Kunjungan disambut oleh jajaran pengurus Yayasan Kebudayaan Rancage, antara lain Ketua Umum I, Etti RS, Ketua Umum II, Safrina Noorman, Sekretaris, Dadan Sutisna, Dewan Pengawas, Cecep Burdansyah, serta Ketua Pusat Studi Sunda, Zakiah Indra. Sejak 1989, Yayasan Kebudayaan Rancage telah menyelenggarakan berbagai kegiatan seperti Hadiah Sastra bagi pengarang Sunda serta kegiatan lain seperti Kongres Bahasa Daerah Nusantara.
Etti menuturkan bahwa Rancage telah mengadakan Konferensi Internasional Bahasa Sunda (KIBS) sebanyak tiga kali. Salah satu rekomendasi KIBS adalah pembangunan Pusat Studi Sunda yang berlokasi di Jalan Garut No. 2, Kacapiring, Kota Bandung. Bangunan Yayasan Kebudayaan Rancage dilengkapi dengan Perpustakaan Ajip Rosidi.
Kepala Badan Bahasa, Hafidz Muksin, dalam sambutannya menyampaikan terima kasih atas kontribusi Yayasan Kebudayaan Rancage dalam pengembangan, pembinaan, dan pelindungan bahasa serta sastra, khususnya bahasa dan sastra Sunda di Provinsi Jawa Barat.
“Pada tahun 2025 ini, Badan Bahasa melakukan pemetaan bahasa, sastra, dan aksara daerah untuk memperbarui data kebahasaan nasional. Kemitraan strategis antara pemerintah dan komunitas sangat penting. Hal ini selaras dengan arahan Menteri Pendidikan Dasar dan Menengah, yaitu pendidikan bermutu untuk semua melalui partisipasi semesta. Ia berharap bantuan pemerintah kepada komunitas sastra dan literasi dapat tepat sasaran, tepat guna, dan berdampak nyata bagi masyarakat,” ujarnya.
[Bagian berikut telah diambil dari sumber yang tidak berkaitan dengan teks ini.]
PR #99, opened 2023-09-16
Uasc 71/booking request UI functionality

BW82262:
Added Functionality that allows users to make a request for their bookings.
Currently only permits for dateChange request for when the total days remain the same.
Will create separate story for cancellation functionality as it requires a UI.


mwon369 (approved):
LGTM

Issue #82, opened 2023-08-16
User Profile Page -Display Profile Data


BW82262:
### User story:

As a user,
I want to see my account details,
So that I can see if they're correct.

### Acceptance Criteria:
- [ ] User Data is obtained from DB
- [ ] Data is displayed on profile

### Definition of Done:
- [ ] AC met
- [ ] Applicable tests written
- [ ] Applicable documentation is written in GH wiki
- [ ] PR reviewed
- [ ] Merged into main/feature branch

PR #100, opened 2023-09-16
82/display user profile data

BW82262:
Issue #82 
Displays user details on profile page. 
Currently shows the essential fields. 
Emergency contacts and such will need to be added later as separate field. Not part of the sign up details.


mwon369 (approved):
LGTM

Hafidz menyampaikan harapan agar Yayasan Kebudayaan Rancage dapat terus berkontribusi dan memberikan ruang bagi ide-ide kreatif yang menjadi masukan konstruktif dalam pengembangan, pelindungan, dan pembinaan bahasa sebagai bagian dari tugas dan fungsi Badan Bahasa.
Kegiatan dilanjutkan dengan bincang-bincang mengenai program unggulan di Badan Bahasa, program Banpem Komunitas Sastra, Banpem Komunitas Literasi, serta program kegiatan di Yayasan Kebudayaan Rancage. Setelah itu, kegiatan dilanjutkan dengan sesi diskusi, kunjungan ke Perpustakaan Ajip Rosidi, serta pembacaan puisi Sunda berjudul “Tanah Sunda” karya Ajip Rosidi oleh Salma Fauzani.